FROM BARGAIN BUY Piney Ridge to big-money broodmare Cabaret and all the Group winners and stallion deals in between, it has been quite the half-century for Nicoll. During that time he has also witnessed enormous change in the bloodstock industry.
“If someone in 1970 had been told what it was like today, they wouldn’t believe you,” he says. “It’s been turned inside-out.
“For a start, there’s far more emphasis on conformation than in the early days. Back then the top yearlings were all horses with big pedigrees. These days if you have a well-bred yearling who doesn’t come up to scratch physically, they’re back with the rest of them.
“The whole showing of horses and methods of preparation have become far more professional, as have the standards applied to purchasing.
“Tom Cooper used to buy all of Vincent O’Brien’s horses, but there was no such thing as X-rays at the sales in those days. Coolmore’s vet Bob Griffin would come out and look over the horse, maybe put a stethoscope on it and that was that. There was no vetting, no wind testing. It’s come a long way since then and rightly so, as there is so much more money involved.”

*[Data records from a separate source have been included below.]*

PR #325, opened 2018-10-11
Spaces client

mayuanyang:
## High level of interfaces architecture for the spaces
This is just the idea, DO NOT MERGE

## Summary
- Separate repositories for System vs space contexts, exposed through new `ForSystem()` and `ForSpace()` methods on the client.
- A combined repository for backwards compatibility and for users relying on the default space (i.e. you can still go `client.Repository`). Note that we have made the decision to always have a default space enabled for new installations, but still give users the option of disabling it.
- Mixed scope repositories (events, tasks, teams) can be extended to include a wider collection of spaces, which reflects that you can query these endpoints across spaces (like `/api/events?spaces=Spaces-1,Spaces-2,Spaces-2&includeSystem=true`)
- `RootDocument` moved to the System Repository, since it is an system-wide API concern
- `RootDocument` still exists on the client, but is marked as `Obsolete`. Implementation will delegate to the repository.
- Space repository will expose the `SpaceRootDocument` (not shown in this PR)
- Removed `RefreshRootDocument()` (is this ok?). It feels like we would need to add support for the analogous `RefreshSpaceRootDocument()` as well, which makes things a little uglier. It feels like this method should be required really rarely, and the user can always just create a new client/repository to get around this problem.

### DIFF
--- a/source/Octopus.Client/IAsyncSpaceRepository.cs
+++ b/source/Octopus.Client/IAsyncSpaceRepository.cs
@@ -1,0 +1,41 @@
+using Octopus.Client.Repositories.Async;
+
+namespace Octopus.Client
+{
+    public interface IAsyncSpaceRepository
+    {
+        IAccountRepository Accounts { get; }
+        IActionTemplateRepository ActionTemplates { get; }
+        IArtifactRepository Artifacts { get; }
+        IBuiltInPackageRepositoryRepository BuiltInPackageRepository { get; }
+        ICertificateConfigurationRepository CertificateConfiguration { get; }
+        ICertificateRepository Certificates { get; }
+        IChannelRepository Channels { get; }
+        IDashboardConfigurationRepository DashboardConfigurations { get; }
+        IDashboardRepository Dashboards { get; }
+        IDefectsRepository Defects { get; }
+        IDeploymentProcessRepository DeploymentProcesses { get; }
+        IDeploymentRepository Deployments { get; }
+        IEnvironmentRepository Environments { get; }
+        IFeedRepository Feeds { get; }
+        IInterruptionRepository Interruptions { get; }
+        ILibraryVariableSetRepository LibraryVariableSets { get; }
+        ILifecyclesRepository Lifecycles { get; }
+        IMachinePolicyRepository MachinePolicies { get; }
+        IMachineRepository Machines { get; }
+        IMachineRoleRepository MachineRoles { get; }
+        IProjectGroupRepository ProjectGroups { get; }
+        IProjectRepository Projects { get; }
+        IProjectTriggerRepository ProjectTriggers { get; }
+        IProxyRepository Proxies { get; }
+        IReleaseRepository Releases { get; }
+        IRetentionPolicyRepository RetentionPolicies { get; }
+        ISubscriptionRepository Subscriptions { get; }
+        ITagSetRepository TagSets { get; }
+        ITenantRepository Tenants { get; }
+        ITenantVariablesRepository TenantVariables { get; }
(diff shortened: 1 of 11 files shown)


source/Octopus.Client/IOctopusAsyncRepository.cs
```diff
@@ -7,59 +10,37 @@ namespace Octopus.Client
...
+        /// HTTP 401 or 403: Thrown when the current user's API key was not valid, their
+        /// account is disabled, or they don't have permission to perform the specified action.
+        /// </exception>
+        /// <exception cref="OctopusServerException">
+        /// If any other error is successfully returned from the server (e.g., a 500
+        /// server error).
+        /// </exception>
+        /// <exception cref="OctopusValidationException">HTTP 400: If there was a problem with the request provided by the user.</exception>
+        /// <exception cref="OctopusResourceNotFoundException">HTTP 404: If the specified resource does not exist on the server.</exception>
+        RootResource RootDocument { get; }
```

Nicoll attributes many of the advances made by the industry to Magnier, another friend and mentor.
“I was very lucky to meet him early on in the piece,” he says. “He was light years ahead of his time. I’d stay with him on weekends when he was living at Grange Stud, and we’d go hunting on Sundays. In fact, it was on one of those hunts where I first met Barry.
“We were also very lucky that we had the stallion tax exemption in Ireland as it really allowed the industry here to get going. Ireland was way behind in the late 1960s and early 1970s and now it’s among the best in the world.”
Nicoll is not one to bang on about the good old days but, if there is one area in which the past outscores the present, it lies in the fact that professionalism has been won at the expense of pleasure.
“Without a shadow of a doubt the 1970s and 1980s were a lot more fun than now,” he says. “There were just so many more individuals who owned horses.
“I even got involved in Northern Game, a jumper who won the Triumph Hurdle, with John Horgan and Frank Conroy, Flash’s father.
“Those two were mighty characters, the sort you don’t find much these days.
“And Robert, of course, was something of a legend. People followed him around; he loved a bet, liked the women. He livened up the industry.”
There is still fun to be had, though, as Nicoll is finding as partowner of Personal and with plans to return to Australia to buy more yearlings next year if current events allow.
It is very much a case of 50 not out.